Presentation: Hyperkalemia has few outward signs and symptoms until potentially lethal cardiac arrhythmias manifest. Initial EKG changes include flattened P waves and peaked T waves. Widening of the QRS complex is a later finding and demands immediate intervention, as it portends the imminent onset of ventricular fibrillation.
Treatment: A serum K+ of 6.5 mmol/L or greater is a medical emergency and must prompt immediate intervention. The patient must be placed on continuous EKG monitoring. Initial treatment should consist of intravenous administration of 50% dextrose in water, 10 units of regular insulin, and calcium gluconate, as well as inhaled β-adrenergic agonists like albuterol. Insulin, glucose, and β-agonists drive K+ from the extracellular space into the intracellular space, while calcium gluconate increases the excitability threshold of the myocardium, protecting against arrhythmias. If these measures are unsuccessful, hemodialysis may be required. Slowly developing hyperkalemia not severe enough to warrant intravenous interventions may be treated with oral sodium polystyrene sulfonate, which causes a slow enteral K+ wasting.

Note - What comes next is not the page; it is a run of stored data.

PR #2525, opened 2025-07-15
Increase compile/target SDK version to 35

tonidero:
### Description
Increases compile/target SDK version to 35

### DIFF
--- a/build.gradle.kts
+++ b/build.gradle.kts
@@ -1,5 +1,5 @@
 buildscript {
-    extra["compileVersion"] = 34
+    extra["compileVersion"] = 35
     extra["minVersion"] = 21
 }
 
--- a/gradle/libs.versions.toml
+++ b/gradle/libs.versions.toml
@@ -30,7 +30,7 @@ espresso = "3.4.0"
 fragment = "1.6.1"
 hamcrest = "1.3"
 recyclerview = "1.2.1"
-roboelectric = "4.11.1"
+roboelectric = "4.15.1"
 kotlin = "2.0.21"
 kotlinLanguage = "1.8"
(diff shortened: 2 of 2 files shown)


ui/revenuecatui/src/main/kotlin/com/revenuecat/purchases/ui/revenuecatui/helpers/BlurTransformation.kt
```diff
@@ -56,15 +57,15 @@ internal fun Bitmap.blur(context: Context, radius: Float, scaleDown: Boolean = t
     script.setInput(input)
     script.forEach(output)
 
-    val blurredBitmap = Bitmap.createBitmap(bitmap.width, bitmap.height, config)
+    val blurredBitmap = config?.let { createBitmap(bitmap.width, bitmap.height, it) }
```
tonidero, line 60: Looks like it doesn't accept a nullable value anymore... In this case, I'm making it so, if `config` is null, we return the original bitmap without the blurring. I don't fully understand in what situations this might be null though in my tests, it seems to work fine.

JayShortway: From [cs.android.com](https://cs.android.com/android/platform/superproject/+/android-latest-release:frameworks/base/graphics/java/android/graphics/Bitmap.java;l=1897-1907?q=Bitmap): 
>If the bitmap's internal config is in one of the public formats, return that config, otherwise return null.

I guess that is usually non-null indeed. 🤷

JayShortway (approved):

PR #2527, opened 2025-07-15
Introduces `CompatComposeView` to handle scenarios where the view tree is not set up

JayShortway:
## Description
This opens the door to showing `PaywallView` in a new Window, instead of in an Activity. It should also fix a few crashes we've been seeing in react-native-purchases, when the Paywall is shown modally. 

There's an explainer added to the documentation of `CompatComposeView`.


vegaro:
just tested this as an alternative fix to https://github.com/RevenueCat/react-native-purchases/pull/1319 and it seems to work fine

JayShortway:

Magnesium: The magnesium ion (Mg2+) is an essential cofactor in many of the most important biochemical reactions in the body. Adenosine triphosphate (ATP) must be bound to Mg2+ to be biologically active. Mg2+ is required for every step of DNA transcription and translation, nerve conduction, ion transport and Ca2+ channel activity. Approximately 50%-60% of total body magnesium is found in the bones. The large majority of the rest is intracellular, and approximately 1% is extracellular. A constant proportion of dietary Mg2+ is absorbed by the gut. If gut absorption exceeds Mg2+ needs, the excess is excreted by the kidneys. If dietary intake is insufficient the kidney retains Mg2+, with urinary levels dropping to nearly zero.